Rogers announced today that it has turned on Category 6 LTE for users in Toronto, Guelph, Vancouver and Victoria, with more cities set to benefit in the coming months.
Cat-6 LTE is the next step of Rogers’ LTE-Advanced strategy, which it unveiled in October, 2014. The idea is to use carrier aggregation with compatible hardware to reach downlink speeds of 300Mbps. Rogers implementation can achieve speeds of 225Mbps. It does this by combining 2100Mhz and 2600Mhz spectrum, which Rogers offers in 10Mhz and 20Mhz blocks respectively, to facilitate those high data speeds. Category 6 LTE supports maximum carrier aggregation of 40Mhz, whereas Cat-4 maxes out at 20Mhz.

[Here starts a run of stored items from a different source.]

PR #303, opened 2018-08-17
Fix/8.0/session with database

StefanRijnhart:
Backport of Guewen's session mechanism from 9.0 with my modification from #300.

If a job is executed using a session without a database, Odoo will always connect to the postgreql database for a database list. This is actually expensive because Odoo does not reuse the psycopg2 connection to the postgresql database so every job that is being run leads to a new database connection that is only used once for nothing.

### DIFF
--- a/connector/controllers/main.py
+++ b/connector/controllers/main.py
@@ -68,18 +68,6 @@ class RunJobController(http.Controller):
             self.job_storage_class(session).store(job)
         _logger.debug('%s done', job)
 
-    @http.route('/connector/session', type='http', auth="none")
-    def session(self):
-        """ Used by the jobrunner to spawn a session
-
-        The connector jobrunner uses anonymous sessions when it calls
-        ``/connnector/runjob``.  To avoid having thousands of anonymous
-        sessions, before running jobs, it creates a ``requests.Session``
-        and does a GET on ``/connector/session``, providing it a cookie
-        which will be used for subsequent calls to runjob.
-        """
-        return ''
-
     @http.route('/connector/runjob', type='http', auth='none')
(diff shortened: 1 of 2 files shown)


rmoehn:
This works for me.

It's unusual, though, to leave no space between a commit message's subject line and body.

StefanRijnhart:
First time I heard that ever, but then I'm a self taught man and may suffer from ideosyncrasies.

rmoehn:
Yeah, I have those too. Like standing on one leg in front of my desk. But here's a quote from the `git commit` man page.

> Though not required, it’s a good idea to begin the commit message with a single short (less than 50 character) line summarizing the change, **followed by a blank line** and then a more thorough description. […]

This is echoed in several texts on Git commit message best practices.

sbidoul:
LGTM 

Travis redness seems to be a tiny rst syntax error in another module.

rmoehn:
A note about something I just stumbled over: If you have a separate server for running jobs, it now needs to `--load=…,web` as well. Before this PR that wasn't needed.

StefanRijnhart:
I adapted the commit message. I can't see how this affects preloading even though I did not know the jobrunner could work without preloading in the first place.

rmoehn:
It always needed `--load=connector`. But after this PR it needs `--load=connector,web`. Otherwise we get a 404 on the login request. I should have expected that, but I didn't and scratched my head for a while. So I wanted to point it out in case someone else is also scratching their head and finds this thread.

Thanks for adapting the commit message.

StefanRijnhart:
Ah, thanks for the clarification! Makes sense now.

guewen (approved):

At this time, there are no Cat-6 devices on the market, but Samsung’s Galaxy Note Edge, which was specially configured for Canadian carriers, will be the first to offer those speeds. Unlike the Note 4, which taps out at 150Mbps, the Galaxy Note Edge has the same 9×35 modem found in the Korea-only version of the Galaxy S5.
While Rogers hasn’t explicitly announced it will carry the Galaxy Note Edge, Best Buy and Future Shop recently began accepting pre-orders for the curved-screen flagship, and both Bell and Rogers are expected to begin their own pre-orders tomorrow, January 27th.
Rogers says about its LTE-Advanced strategy, “This is just the first step – carrier aggregation will allow us to further leverage our spectrum, and create even more network capacity and customer benefits.”
Update: Rogers sent us a clarification email letting us know that while Cat-6 does support a theoretical limit of 300Mbps using 40Mhz channels over carrier aggregation, the current setup only supports 225Mbps, since it is using 10Mhz over 2100Mhz and 20Mhz over 2600Mhz.